An answer that reproduces all the entries exactly is what is needed.

Information given section start

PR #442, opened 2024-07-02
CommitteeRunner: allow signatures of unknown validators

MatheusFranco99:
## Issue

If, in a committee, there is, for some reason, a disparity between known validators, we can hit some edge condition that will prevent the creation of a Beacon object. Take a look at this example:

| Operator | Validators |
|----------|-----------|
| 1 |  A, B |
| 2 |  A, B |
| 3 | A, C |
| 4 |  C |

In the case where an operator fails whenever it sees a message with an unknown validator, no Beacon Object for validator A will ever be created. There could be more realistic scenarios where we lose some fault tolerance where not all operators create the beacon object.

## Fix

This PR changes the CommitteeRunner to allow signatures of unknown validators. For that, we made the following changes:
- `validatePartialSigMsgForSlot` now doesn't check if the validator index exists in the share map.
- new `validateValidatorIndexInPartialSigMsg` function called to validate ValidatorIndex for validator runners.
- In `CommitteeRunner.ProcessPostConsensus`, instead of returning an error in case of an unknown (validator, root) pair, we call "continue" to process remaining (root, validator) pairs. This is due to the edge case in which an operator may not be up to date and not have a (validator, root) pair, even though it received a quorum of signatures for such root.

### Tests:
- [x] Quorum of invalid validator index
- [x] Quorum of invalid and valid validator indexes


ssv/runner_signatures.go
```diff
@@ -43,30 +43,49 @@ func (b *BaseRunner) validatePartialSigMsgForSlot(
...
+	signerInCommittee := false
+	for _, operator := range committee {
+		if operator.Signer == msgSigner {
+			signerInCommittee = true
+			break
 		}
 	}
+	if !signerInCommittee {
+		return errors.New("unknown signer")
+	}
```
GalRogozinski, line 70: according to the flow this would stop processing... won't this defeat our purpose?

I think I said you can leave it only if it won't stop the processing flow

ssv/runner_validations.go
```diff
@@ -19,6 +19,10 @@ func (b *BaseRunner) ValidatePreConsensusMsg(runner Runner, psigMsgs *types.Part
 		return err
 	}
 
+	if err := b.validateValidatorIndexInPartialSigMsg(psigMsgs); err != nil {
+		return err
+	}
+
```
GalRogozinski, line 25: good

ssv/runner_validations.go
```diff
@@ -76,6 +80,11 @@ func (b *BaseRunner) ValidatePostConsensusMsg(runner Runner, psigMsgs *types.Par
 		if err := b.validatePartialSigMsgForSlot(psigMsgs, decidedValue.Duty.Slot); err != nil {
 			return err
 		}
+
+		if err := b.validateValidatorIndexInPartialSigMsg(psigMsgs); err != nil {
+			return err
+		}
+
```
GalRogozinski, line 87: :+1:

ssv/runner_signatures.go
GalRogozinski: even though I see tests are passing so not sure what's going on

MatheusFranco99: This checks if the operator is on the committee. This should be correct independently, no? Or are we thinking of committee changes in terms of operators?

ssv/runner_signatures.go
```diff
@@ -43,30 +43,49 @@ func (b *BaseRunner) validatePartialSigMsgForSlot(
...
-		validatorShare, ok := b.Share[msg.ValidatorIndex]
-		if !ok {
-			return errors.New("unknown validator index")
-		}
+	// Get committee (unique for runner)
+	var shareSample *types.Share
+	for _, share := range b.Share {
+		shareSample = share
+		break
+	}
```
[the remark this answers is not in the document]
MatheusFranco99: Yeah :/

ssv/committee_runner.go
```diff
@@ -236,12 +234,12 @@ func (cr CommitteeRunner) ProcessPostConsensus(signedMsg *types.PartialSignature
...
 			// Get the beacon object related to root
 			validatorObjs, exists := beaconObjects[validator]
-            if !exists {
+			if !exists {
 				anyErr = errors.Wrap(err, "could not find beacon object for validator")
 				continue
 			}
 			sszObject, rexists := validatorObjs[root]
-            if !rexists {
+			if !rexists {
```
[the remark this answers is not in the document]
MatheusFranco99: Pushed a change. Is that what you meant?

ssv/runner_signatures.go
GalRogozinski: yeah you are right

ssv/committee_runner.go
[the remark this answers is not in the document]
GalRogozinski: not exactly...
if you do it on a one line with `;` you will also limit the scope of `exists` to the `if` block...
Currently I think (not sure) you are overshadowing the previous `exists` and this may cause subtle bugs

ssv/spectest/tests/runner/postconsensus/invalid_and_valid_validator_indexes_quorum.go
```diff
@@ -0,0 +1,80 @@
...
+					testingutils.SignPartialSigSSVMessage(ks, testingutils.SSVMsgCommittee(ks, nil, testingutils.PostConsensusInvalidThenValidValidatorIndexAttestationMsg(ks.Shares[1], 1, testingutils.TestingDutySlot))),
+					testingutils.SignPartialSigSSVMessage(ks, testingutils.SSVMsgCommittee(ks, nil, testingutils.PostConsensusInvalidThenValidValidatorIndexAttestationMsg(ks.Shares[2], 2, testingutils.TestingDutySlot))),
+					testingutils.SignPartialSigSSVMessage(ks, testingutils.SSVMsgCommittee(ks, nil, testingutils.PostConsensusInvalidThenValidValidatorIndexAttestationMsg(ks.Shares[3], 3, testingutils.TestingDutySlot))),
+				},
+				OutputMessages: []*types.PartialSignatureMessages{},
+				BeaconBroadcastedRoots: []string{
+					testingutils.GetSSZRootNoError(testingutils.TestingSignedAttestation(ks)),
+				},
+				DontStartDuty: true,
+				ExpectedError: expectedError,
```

Information given section end

__The answer__:
PR #442, opened 2024-07-02
CommitteeRunner: allow signatures of unknown validators

MatheusFranco99:
## Issue

If, in a committee, there is, for some reason, a disparity between known validators, we can hit some edge condition that will prevent the creation of a Beacon object. Take a look at this example:

| Operator | Validators |
|----------|-----------|
| 1 |  A, B |
| 2 |  A, B |
| 3 | A, C |
| 4 |  C |

In the case where an operator fails whenever it sees a message with an unknown validator, no Beacon Object for validator A will ever be created. There could be more realistic scenarios where we lose some fault tolerance where not all operators create the beacon object.

## Fix

This PR changes the CommitteeRunner to allow signatures of unknown validators. For that, we made the following changes:
- `validatePartialSigMsgForSlot` now doesn't check if the validator index exists in the share map.
- new `validateValidatorIndexInPartialSigMsg` function called to validate ValidatorIndex for validator runners.
- In `CommitteeRunner.ProcessPostConsensus`, instead of returning an error in case of an unknown (validator, root) pair, we call "continue" to process remaining (root, validator) pairs. This is due to the edge case in which an operator may not be up to date and not have a (validator, root) pair, even though it received a quorum of signatures for such root.

### Tests:
- [x] Quorum of invalid validator index
- [x] Quorum of invalid and valid validator indexes


ssv/runner_signatures.go
```diff
@@ -43,30 +43,49 @@ func (b *BaseRunner) validatePartialSigMsgForSlot(
...
+	signerInCommittee := false
+	for _, operator := range committee {
+		if operator.Signer == msgSigner {
+			signerInCommittee = true
+			break
 		}
 	}
+	if !signerInCommittee {
+		return errors.New("unknown signer")
+	}
```
GalRogozinski, line 70: according to the flow this would stop processing... won't this defeat our purpose?

I think I said you can leave it only if it won't stop the processing flow

ssv/runner_validations.go
```diff
@@ -19,6 +19,10 @@ func (b *BaseRunner) ValidatePreConsensusMsg(runner Runner, psigMsgs *types.Part
 		return err
 	}
 
+	if err := b.validateValidatorIndexInPartialSigMsg(psigMsgs); err != nil {
+		return err
+	}
+
```
GalRogozinski, line 25: good

ssv/runner_validations.go
```diff
@@ -76,6 +80,11 @@ func (b *BaseRunner) ValidatePostConsensusMsg(runner Runner, psigMsgs *types.Par
 		if err := b.validatePartialSigMsgForSlot(psigMsgs, decidedValue.Duty.Slot); err != nil {
 			return err
 		}
+
+		if err := b.validateValidatorIndexInPartialSigMsg(psigMsgs); err != nil {
+			return err
+		}
+
```
GalRogozinski, line 87: :+1:

ssv/runner_signatures.go
GalRogozinski: even though I see tests are passing so not sure what's going on

MatheusFranco99: This checks if the operator is on the committee. This should be correct independently, no? Or are we thinking of committee changes in terms of operators?

ssv/runner_signatures.go
```diff
@@ -43,30 +43,49 @@ func (b *BaseRunner) validatePartialSigMsgForSlot(
...
-		validatorShare, ok := b.Share[msg.ValidatorIndex]
-		if !ok {
-			return errors.New("unknown validator index")
-		}
+	// Get committee (unique for runner)
+	var shareSample *types.Share
+	for _, share := range b.Share {
+		shareSample = share
+		break
+	}
```
[the remark this answers is not in the document]
MatheusFranco99: Yeah :/

ssv/committee_runner.go
```diff
@@ -236,12 +234,12 @@ func (cr CommitteeRunner) ProcessPostConsensus(signedMsg *types.PartialSignature
...
 			// Get the beacon object related to root
 			validatorObjs, exists := beaconObjects[validator]
-            if !exists {
+			if !exists {
 				anyErr = errors.Wrap(err, "could not find beacon object for validator")
 				continue
 			}
 			sszObject, rexists := validatorObjs[root]
-            if !rexists {
+			if !rexists {
```
[the remark this answers is not in the document]
MatheusFranco99: Pushed a change. Is that what you meant?

ssv/runner_signatures.go
GalRogozinski: yeah you are right

ssv/committee_runner.go
[the remark this answers is not in the document]
GalRogozinski: not exactly...
if you do it on a one line with `;` you will also limit the scope of `exists` to the `if` block...
Currently I think (not sure) you are overshadowing the previous `exists` and this may cause subtle bugs

ssv/spectest/tests/runner/postconsensus/invalid_and_valid_validator_indexes_quorum.go
```diff
@@ -0,0 +1,80 @@
...
+					testingutils.SignPartialSigSSVMessage(ks, testingutils.SSVMsgCommittee(ks, nil, testingutils.PostConsensusInvalidThenValidValidatorIndexAttestationMsg(ks.Shares[1], 1, testingutils.TestingDutySlot))),
+					testingutils.SignPartialSigSSVMessage(ks, testingutils.SSVMsgCommittee(ks, nil, testingutils.PostConsensusInvalidThenValidValidatorIndexAttestationMsg(ks.Shares[2], 2, testingutils.TestingDutySlot))),
+					testingutils.SignPartialSigSSVMessage(ks, testingutils.SSVMsgCommittee(ks, nil, testingutils.PostConsensusInvalidThenValidValidatorIndexAttestationMsg(ks.Shares[3], 3, testingutils.TestingDutySlot))),
+				},
+				OutputMessages: []*types.PartialSignatureMessages{},
+				BeaconBroadcastedRoots: []string{
+					testingutils.GetSSZRootNoError(testingutils.TestingSignedAttestation(ks)),
+				},
+				DontStartDuty: true,
+				ExpectedError: expectedError,
```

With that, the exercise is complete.